The short answer is yes, you can get food poisoning from tofu.
But the real question is it likely?
And is there a way to prevent it?
A Quick Summary of Food Poisoning
Food poisoning comes from eating either spoiled or contaminated food.
It can be caused by bacteria, viruses, or parasites.
The consequences, of course, are vomiting, nausea, and a host of other unpleasant things.
So we need to look at 2 things:
- Does tofu go bad (and how do you tell)?
- Can tofu be contaminated?
Does Tofu Go Bad?
Tofu is often fine to eat after the expiration date (which usually applies to an opened package).
But it does go bad.
You can tell if your tofu might be turning by examining it before cooking:
- Smell – The easiest way to tell your tofu is bad is to smell it before cooking it. It’s usually obvious if it’s bad, it will smell “weird.”
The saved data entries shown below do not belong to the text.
PR #1608, opened 2022-07-13
Reduce the number of jobs running for PR/push

eustas:
Run all jobs on the schedule instead.


mo271 (dismissed):

mo271:
Is this still up-to-date? Should we rebase and get it merged, @eustas?

eustas:
It seems to be not implementable in a clear way. There is solution, but I think it is not worth it...

PR #1610, opened 2022-07-14
[no ci] Remove fuzzer_test from lib.gni

eustas:
Fuzzers require special linking, so do not belong to common sources list.


eustas:
Oh, perhaps we should rename it (likely it reacts on _test.cc suffix).

eustas:
PTAL

szabadka (dismissed):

- Touch – Bad tofu is often slimy on the outside.
- Taste – A good habit to get into when cooking with tofu is to eat a tiny piece of it “raw” before cooking. It’ll be obvious if it’s gone bad, and you can easily spit it out with minor or no consequence.
In rare cases, the bad tofu may also change color, but only in the worst cases of spoilage. The 3 methods above are the most reliable.
Is Tofu Often Contaminated?
All “raw” tofu comes already pre-cooked a bit, that’s why it’s okay to sample it before frying or baking it.
The pre-cooking kills most of germs, viruses, and bacteria that could be on it, although it is possible to get a bad batch which is contaminated.
The risk is also elevated if you buy sprouted tofu.
Keep in mind that cooking tofu will also kill off most contaminants if they are present. The more you cook it, the less likely it is to make you sick.
Overall, it is possible to get food poisoning from tofu, but it’s not likely. There are a few cases reported here and there, but you’re much less likely to get food poisoning from tofu than other foods like meat.